That violence is regularly inflicted on prostitutes is widely acknowledged: even the fairytales about prostitution that permeate our entertainment recognize that prostitutes are frequent targets for brutality. When the pimps and the johns have real money, however, people become increasingly reluctant to believe survivor accounts of abuse: ‘hi-class’ call girls, the storyline goes, don’t get raped by their dates. The immediate coverage regarding Spitzer embodies this dynamic: while rape and battery are commonly regarded as the occupational hazards of prostitution, evidence that Spitzer himself targeted prostitutes for harm is being minimized, and the prostitution ring that Spitzer frequented is getting classier and classier with every description.
Violence is not the only reality that is seen and simultaneously ignored in prostitution. As is widely known but little discussed during scandals like the current one, the path into prostitution is paved by child sexual abuse. In fact, if every survivor of childhood sexual abuse was removed from the “supply” side of the equation, you could cripple the sex industry immediately: the overwhelming majority of women in prostitution are first bought and sold before they can vote.
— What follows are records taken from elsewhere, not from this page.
PR #11270, opened 2021-12-27
Update logic to make sure logged_metrics always contain tensors

rohitgr7:
## What does this PR do?

Fixes #11251
Discussion for the issue: #11251
in short logged metrics contain mixed tensors and non-tensors values because we update them with metrics after converting them to scalars when we log the metrics. 

## Before submitting

## PR review

## Did you have fun?

Part of #1

cc @borda @justusschock @awaelchli @akihironitta @rohitgr7

### DIFF
--- a/CHANGELOG.md
+++ b/CHANGELOG.md
@@ -178,6 +178,9 @@ The format is based on [Keep a Changelog](http://keepachangelog.com/en/1.0.0/).
 - Changed `DeviceStatsMonitor` to group metrics based on the logger's `group_separator` ([#11254](https://github.com/PyTorchLightning/pytorch-lightning/pull/11254))
 
 
+- Updated the logic to make sure logged_metrics are contain tensors ([#11270](https://github.com/PyTorchLightning/pytorch-lightning/pull/11270))
+
+
 ### Deprecated
 
 - Deprecated `ClusterEnvironment.master_{address,port}` in favor of `ClusterEnvironment.main_{address,port}` ([#10103](https://github.com/PyTorchLightning/pytorch-lightning/issues/10103))
--- a/CHANGELOG.md
+++ b/CHANGELOG.md
@@ -179,7 +179,6 @@ The format is based on [Keep a Changelog](http://keepachangelog.com/en/1.0.0/).
 
 
 - `Trainer.logged_metrics` now always contains scalar tensors, even when a Python scalar was logged ([#11270](https://github.com/PyTorchLightning/pytorch-lightning/pull/11270))
->>>>>>> 260bfe93b (update chlog)
 
 
 ### Deprecated
--- a/CHANGELOG.md
+++ b/CHANGELOG.md
@@ -178,7 +178,8 @@ The format is based on [Keep a Changelog](http://keepachangelog.com/en/1.0.0/).
 - Changed `DeviceStatsMonitor` to group metrics based on the logger's `group_separator` ([#11254](https://github.com/PyTorchLightning/pytorch-lightning/pull/11254))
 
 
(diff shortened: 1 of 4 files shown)


tshu-w:
Hi, thanks for the quick fix, just one question, is there any reason that log_metrics is saved as tensor instead of scalars.

rohitgr7:
> Hi, thanks for the quick fix, just one question, is there any reason that log_metrics is saved as tensor instead of scalars.

I think for consistency it would be good to have them as tensors since we have similar behavior with `callback_metrics` and is not very difficult to extract scalar values though.

CHANGELOG.md
```diff
@@ -175,6 +175,9 @@ The format is based on [Keep a Changelog](http://keepachangelog.com/en/1.0.0/).
 - Renamed `training_type_plugin` file to `strategy` ([#11239](https://github.com/PyTorchLightning/pytorch-lightning/pull/11239))
 
 
+- Updated the logic to make sure logged_metrics are contain tensors ([#11270](https://github.com/PyTorchLightning/pytorch-lightning/pull/11270))
```
awaelchli, line 178:
```suggestion
- `Trainer.logged_metrics` now always contains scalar tensors, even when a Python scalar was logged ([#11270](https://github.com/PyTorchLightning/pytorch-lightning/pull/11270))
```
is this description more clear?

awaelchli (approved):

CHANGELOG.md
rohitgr7: yep, thanks.

pytorch_lightning/trainer/connectors/logger_connector/logger_connector.py
```diff
@@ -102,13 +102,14 @@ def log_metrics(self, metrics: _OUT_DICT, step: Optional[int] = None) -> None:
         if self.trainer.logger is None or not metrics:
             return
 
-        # turn all tensors to scalars
-        scalar_metrics = metrics_to_scalars(metrics)
+        if step is None and "step" in metrics:
```
carmocca, line 105: I don't get why the step changes. The step is supposed to be an int in all cases.

This should only change what we update with:

```diff
        # turn all tensors to scalars
        scalar_metrics = metrics_to_scalars(metrics)

        if step is None:
            step = scalar_metrics.pop("step", None)

-        self._logged_metrics.update(scalar_metrics)
+        self._logged_metrics.update(metrics)
```

rohitgr7: it's typed with optional[int], and we don't keep step inside logged_metrics so we need to extract it from metrics itself before updating the logged_metrics.
was getting the mypy error: https://github.com/PyTorchLightning/pytorch-lightning/runs/4645001501?check_suite_focus=true

carmocca: My suggested change does not output any mypy errors locally.

And we don't need to remove `step` from `metrics` as it would be there only if added by the user.

rohitgr7: okay.. will update. it will a minor change in the behavior then.

carmocca (approved):

pytorch_lightning/trainer/connectors/logger_connector/logger_connector.py
```diff
@@ -108,7 +108,7 @@ def log_metrics(self, metrics: _OUT_DICT, step: Optional[int] = None) -> None:
         if step is None:
             step = scalar_metrics.pop("step", None)
 
-        self._logged_metrics.update(scalar_metrics)
+        self._logged_metrics.update(metrics)
```
tchaton, line 111: Let's move this before converting to metrics to scalar. The code is confusing.

justusschock (approved):

Issue #11248, opened 2021-12-24
Deprecate `TrainerDataLoadingMixin` and move logic to `DataConnector`


daniellepintz:
## Proposed refactor

Move everything from this class:
https://github.com/PyTorchLightning/pytorch-lightning/blob/ca9b25db80f08a3b9a3c448048949ec1adb845ba/pytorch_lightning/trainer/data_loading.py#L46

to this class:
https://github.com/PyTorchLightning/pytorch-lightning/blob/ca9b25db80f08a3b9a3c448048949ec1adb845ba/pytorch_lightning/trainer/connectors/data_connector.py#L36

### Motivation
The `TrainerDataLoadingMixin` is the last remaining Mixin after `TrainerCallbackHookMixin` and `TrainerOptimizersMixin` have been deprecated. As part of our move towards composition over inheritance, it makes sense to deprecate this last one as well and have no mixins on the Trainer class. 

cc @justusschock @awaelchli @akihironitta @rohitgr7 @ninginthecloud @tchaton

PR #11282, opened 2021-12-31
Deprecate `TrainerDataLoadingMixin` and move logic to `DataConnector`

daniellepintz:
## What does this PR do?
Fixes https://github.com/PyTorchLightning/pytorch-lightning/issues/11248

## Before submitting

## PR review

## Did you have fun?


kaushikb11 (approved):

pytorch_lightning/trainer/trainer.py
```diff
@@ -646,7 +647,7 @@ def _setup_on_init(self, num_sanity_val_steps: int) -> None:
         self.should_stop = False
         self.state = TrainerState()
         self.num_training_batches = float("inf")
-        self.train_dataloader = None
+        self.train_dataloader: DataLoader = None
```
akihironitta, line 650: Should it be `Optional` because `None` is assigned to it?
```suggestion
        self.train_dataloader: Optional[DataLoader] = None
```

pytorch_lightning/trainer/data_loading.py
```diff
@@ -11,483 +11,137 @@
...
-        kwargs.setdefault("seed", int(os.getenv("PL_GLOBAL_SEED", 0)))
-        cls = UnrepeatedDistributedSampler if mode == RunningStage.PREDICTING else DistributedSampler
-        sampler = cls(dataloader.dataset, **kwargs)
-        return sampler
+        rank_zero_deprecation(
+            "`TrainerDataLoadingMixin.prepare_dataloader` was deprecated in v1.6 and will be removed in v1.8."
+        )
+        return self._data_connector._prepare_dataloader(dataloader, shuffle, mode)
 
     def reset_train_dataloader(self, model: Optional["pl.LightningModule"] = None) -> None:
```
awaelchli, line 46: these should just be moved to the Trainer, right? 
`trainer.reset_x_dataloader()` will then call into the data connector. Otherwise users can't call the reset manually.

pl_examples/loop_examples/kfold.py
```diff
@@ -216,13 +216,13 @@ def on_load_checkpoint(self, state_dict: Dict) -> None:
         self.current_fold = state_dict["current_fold"]
 
     def _reset_fitting(self) -> None:
-        self.trainer.reset_train_dataloader()
```
rohitgr7, line 219: not that it's private, is there a way for the user to manually reset/load the dataloader?
One case I was using this one is to prepare an lr_scheduler in configure_optimizers since dataloaders aren't loaded at that point.

pytorch_lightning/trainer/connectors/data_connector.py
```diff
@@ -242,6 +264,441 @@ def attach_datamodule(
...
+            )
+
+    def _reset_train_val_dataloaders(self, model: Optional["pl.LightningModule"] = None) -> None:
+        """Resets train and val dataloaders if none are attached to the trainer.
+
+        The val dataloader must be initialized before training loop starts, as the training loop
+        inspects the val dataloader to determine whether to run the evaluation loop.
+
+        Args:
+            model: The `LightningModule` if called outside of the trainer scope.
```
rohitgr7, line 635:
```suggestion
            model: The ``LightningModule`` if called outside of the trainer scope.
```

pytorch_lightning/trainer/connectors/data_connector.py
```diff
@@ -242,6 +264,441 @@ def attach_datamodule(
...
+        if source.is_defined() and has_step:
+            self.trainer.num_test_batches, self.trainer.test_dataloaders = self._reset_eval_dataloader(
+                RunningStage.TESTING, model=pl_module
+            )
+
+    def _reset_predict_dataloader(self, model: Optional["pl.LightningModule"] = None) -> None:
+        """Resets the predict dataloader and determines the number of batches.
+
+        Args:
+            model: The `LightningModule` if called outside of the trainer scope.
```
rohitgr7, line 619:
```suggestion
            model: The ``LightningModule`` if called outside of the trainer scope.
```

pytorch_lightning/trainer/connectors/data_connector.py
```diff
@@ -242,6 +264,441 @@ def attach_datamodule(
...
+            )
+
+            # store epoch of dataloader reset for reload_dataloaders_every_n_epochs
+            self.trainer._last_val_dl_reload_epoch = self.trainer.current_epoch
+
+    def _reset_test_dataloader(self, model: Optional["pl.LightningModule"] = None) -> None:
+        """Resets the test dataloader and determines the number of batches.
+
+        Args:
+            model: The `LightningModule` if called outside of the trainer scope.
```
rohitgr7, line 605:
```suggestion
            model: The ``LightningModule`` if called outside of the trainer scope.
```

pytorch_lightning/trainer/connectors/data_connector.py
```diff
@@ -242,6 +264,441 @@ def attach_datamodule(
...
+
+                loader_num_batches.append(num_batches)
+
+        return loader_num_batches, dataloaders
+
+    def _reset_val_dataloader(self, model: Optional["pl.LightningModule"] = None) -> None:
+        """Resets the validation dataloader and determines the number of batches.
+
+        Args:
+            model: The `LightningModule` if called outside of the trainer scope.
```
rohitgr7, line 588:
```suggestion
            model: The ``LightningModule`` if called outside of the trainer scope.
```

pytorch_lightning/trainer/connectors/data_connector.py
```diff
@@ -242,6 +264,441 @@ def attach_datamodule(
...
+        cls = UnrepeatedDistributedSampler if mode == RunningStage.PREDICTING else DistributedSampler
+        sampler = cls(dataloader.dataset, **kwargs)
+        return sampler
+
+    def _reset_train_dataloader(self, model: Optional["pl.LightningModule"] = None) -> None:
+        """Resets the train dataloader and initialises required variables (number of batches, when to validate,
+        etc.).
+
+        Args:
+            model: The `LightningModule` if calling this outside of the trainer scope.
```
rohitgr7, line 416:
```suggestion
            model: The ``LightningModule`` if calling this outside of the trainer scope.
```

pl_examples/loop_examples/kfold.py
daniellepintz: Using grep.app I only found two cases of users using `reset_train/val/test/predict_dataloader`, so I thought it might be okay to deprecate and make private. But if we still want to users to have this functionality, I can move them to the Trainer

pytorch_lightning/trainer/data_loading.py
daniellepintz: Using grep.app I only found two cases of users using `reset_train/val/test/predict_dataloader`, so I thought it might be okay to deprecate and make private. But if we still want to users to have this functionality, I can move them to the Trainer

pytorch_lightning/trainer/trainer.py
daniellepintz: @akihironitta this leads to the mypy error 
`pytorch_lightning/loops/fit_loop.py:226: error: Argument 1 to "process_dataloader" of "Strategy" has incompatible type "Optional[DataLoader[Any]]"; expected "DataLoader[Any]"  [arg-type]`

Not sure if I should change the types in signature of `process_dataloader`, or just put this line back to: `self.train_dataloader: DataLoader = None`

pl_examples/loop_examples/kfold.py
rohitgr7: yeah! I think it's pretty useful.

pytorch_lightning/trainer/data_loading.py
daniellepintz: Done

pytorch_lightning/trainer/trainer.py
akihironitta: @daniellepintz `self.train_dataloader: DataLoader = None` is the wrong type for sure, but I think we can revert it here and handle it in #7037 because this PR is not about typing, and there are heaps of mypy errors in the file anyway (which is currently ignored as configured in `pyproject.toml`).

daniellepintz: sounds good! thanks

pytorch_lightning/trainer/trainer.py
```diff
@@ -2364,6 +2369,151 @@ def terminate_on_nan(self, val: bool) -> None:
         )
         self._terminate_on_nan = val  # : 212
 
+    def reset_train_dataloader(self, model: Optional["pl.LightningModule"] = None) -> None:
```
rohitgr7, line 2372: how about moving the reload logic to data_connector and `trainer.reset_train_dataloader` just calls `trainer._data_connector._reset_train_dataloader`? not sure if it's a good idea, but just trying to avoid all the logic being kept inside the single Trainer module.

CHANGELOG.md
```diff
@@ -225,6 +225,9 @@ The format is based on [Keep a Changelog](http://keepachangelog.com/en/1.0.0/).
 - Deprecated `TrainerCallbackHookMixin` ([#11148](https://github.com/PyTorchLightning/pytorch-lightning/pull/11148))
 
 
+- Deprecated `TrainerDataLoadingMixin` and moved functionality to `DataConnector` ([#11282](https://github.com/PyTorchLightning/pytorch-lightning/pull/11282))
```
rohitgr7, line 228:
```suggestion
- Deprecated `TrainerDataLoadingMixin` and moved functionality to `Trainer` and `DataConnector` ([#11282](https://github.com/PyTorchLightning/pytorch-lightning/pull/11282))
```

pytorch_lightning/strategies/ipu.py
```diff
@@ -121,8 +121,9 @@ def setup(self, trainer: "pl.Trainer") -> None:
         # patch the dataloader creation function with the custom `poptorch.DataLoader`.
         # this violates the intended control flow for the plugins, but since this is experimental, we have chosen
         # to use the simpler solution before adding abstractions to override the `DataLoader` class
-        self._update_dataloader_original = pl.trainer.data_loading._update_dataloader
-        pl.trainer.data_loading._update_dataloader = self._convert_to_poptorch_loader
+        self._update_dataloader_original = pl.trainer.connectors.data_connector._update_dataloader
+
```
carmocca, line 125: nit: there wasn't a space here before

```suggestion
```

pytorch_lightning/trainer/trainer.py
carmocca: I'm not convinced by this. This annotation is wrong. The correct thing would be to add a check or assertion in the fit_loop.

#7037 is way too large so this annotation will likely get forgotten and can give us a false sense of security because mypy will no longer know it's optional.

tests/deprecated_api/test_remove_1-8.py
```diff
@@ -271,6 +272,22 @@ def test_v1_8_0_deprecated_training_type_plugin_property():
...
+    trainer.fit(model, datamodule=dm)
+
+    with pytest.deprecated_call(
+        match=r"`TrainerDataLoadingMixin.prepare_dataloader` was deprecated in v1.6 and will be removed in v1.8.",
+    ):
+        trainer.prepare_dataloader(dataloader=model.train_dataloader, shuffle=False)
+    with pytest.deprecated_call(
+        match=r"`TrainerDataLoadingMixin.request_dataloader` was deprecated in v1.6 and will be removed in v1.8.",
+    ):
+        trainer.request_dataloader(stage=RunningStage.TRAINING)
```
carmocca, line 288: offtopic comment: when this is removed we can get rid of the optional `model=...` argument from call_hook

pytorch_lightning/trainer/trainer.py
daniellepintz: I don't feel strongly either way. I probably have a slight preference for keeping it as it is now, since I feel like having a function that just calls the private function adds a bit of unnecessary abstraction/complexity. If others feel strongly we can change it

pytorch_lightning/trainer/trainer.py
daniellepintz: That makes sense, thanks. Updated

tests/deprecated_api/test_remove_1-8.py
daniellepintz: Yes! looking forward to it :)

pytorch_lightning/trainer/connectors/data_connector.py
```diff
@@ -242,6 +263,289 @@ def attach_datamodule(
         if hasattr(datamodule, "data_pipeline"):
             model.data_pipeline = datamodule.data_pipeline
 
+    @property
```
carmocca, line 266: General python design is to put properties before methods. cc @awaelchli

pytorch_lightning/trainer/trainer.py
carmocca: I'd say it's fine as it is. I'd only do that if it aids in testing, but we don't have unit tests for each of these separate methods.

carmocca (approved):

pytorch_lightning/trainer/trainer.py
```diff
@@ -2364,6 +2369,151 @@ def terminate_on_nan(self, val: bool) -> None:
...
+        """Resets the train dataloader and initialises required variables (number of batches, when to validate,
+        etc.).
+
+        Args:
+            model: The `LightningModule` if calling this outside of the trainer scope.
```
rohitgr7, line 2377:
```suggestion
            model: The ``LightningModule`` if calling this outside of the trainer scope.
```

pytorch_lightning/trainer/trainer.py
```diff
@@ -2364,6 +2369,151 @@ def terminate_on_nan(self, val: bool) -> None:
...
+            )
+
+        # store epoch of dataloader reset for reload_dataloaders_every_n_epochs
+        self._last_train_dl_reload_epoch = self.current_epoch
+
+    def reset_val_dataloader(self, model: Optional["pl.LightningModule"] = None) -> None:
+        """Resets the validation dataloader and determines the number of batches.
+
+        Args:
+            model: The `LightningModule` if called outside of the trainer scope.
```
rohitgr7, line 2464:
```suggestion
            model: The ``LightningModule`` if called outside of the trainer scope.
```

pytorch_lightning/trainer/trainer.py
```diff
@@ -2364,6 +2369,151 @@ def terminate_on_nan(self, val: bool) -> None:
...
+            )
+
+            # store epoch of dataloader reset for reload_dataloaders_every_n_epochs
+            self._last_val_dl_reload_epoch = self.current_epoch
+
+    def reset_test_dataloader(self, model: Optional["pl.LightningModule"] = None) -> None:
+        """Resets the test dataloader and determines the number of batches.
+
+        Args:
+            model: The `LightningModule` if called outside of the trainer scope.
```
rohitgr7, line 2481:
```suggestion
            model: The ``LightningModule`` if called outside of the trainer scope.
```

pytorch_lightning/trainer/trainer.py
```diff
@@ -2364,6 +2369,151 @@ def terminate_on_nan(self, val: bool) -> None:
...
+        if source.is_defined() and has_step:
+            self.num_test_batches, self.test_dataloaders = self._data_connector._reset_eval_dataloader(
+                RunningStage.TESTING, model=pl_module
+            )
+
+    def reset_predict_dataloader(self, model: Optional["pl.LightningModule"] = None) -> None:
+        """Resets the predict dataloader and determines the number of batches.
+
+        Args:
+            model: The `LightningModule` if called outside of the trainer scope.
```
rohitgr7, line 2495:
```suggestion
            model: The ``LightningModule`` if called outside of the trainer scope.
```

pytorch_lightning/trainer/trainer.py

But like the research on violence in prostitution, evidence which suggests that the sex industry has a dependent and reciprocal relationship with the rape of little girls is mostly treated with a yawn.
Socially, we know a great deal about the harms done to women before, during, and after involvement in prostitution. But in the conversations about Spitzer, great attention (sometimes gleefully) is being paid to the ways in which he will be hurt by this, with virtually no discussion of the likely damage done to her.
Involvement in prostitution frequently follows circumstances that no one would wish on their worst enemy, including incest and desperate poverty. It is frequently characterized by daily exposure to violence and degradation that has a devastating impact on its victims—substance abuse and severe post traumatic stress disorder being only two of the common responses to being prostituted. And yet, we are once again having a public debate, related to prostitution, which seems obsessed with how a career will be damaged, how a ‘private’ matter has brought public shame to a prominent man and his family.
There are many people who can eloquently discuss the tragedies of a wife humiliated, a career derailed, or a politically motivated criminal investigation. What I want everyone to think about is the tragedy of our continuing insensitivity to the violence against girls and women that animates prostitution. I want to discuss the tragedy of one of our nation’s great criminal investigators participating in the exploitation of a woman who could likely teach him a great deal about sexual abuse, or point him in the direction of multiple rapists or batters. Spitzer didn’t meet with prostituted women in order to further a campaign against child sex abuse, or to learn how to better undermine an industry that benefits from and furthers the systematic degradation of girls and women. Instead, he used his money to pay a pimp, and even while he may suffer some shame, his actions only serve to legitimize the sex industry, which further undermines and silences the voices of the girls and women who wouldn’t be there if they had better options—or sometimes, just one way out.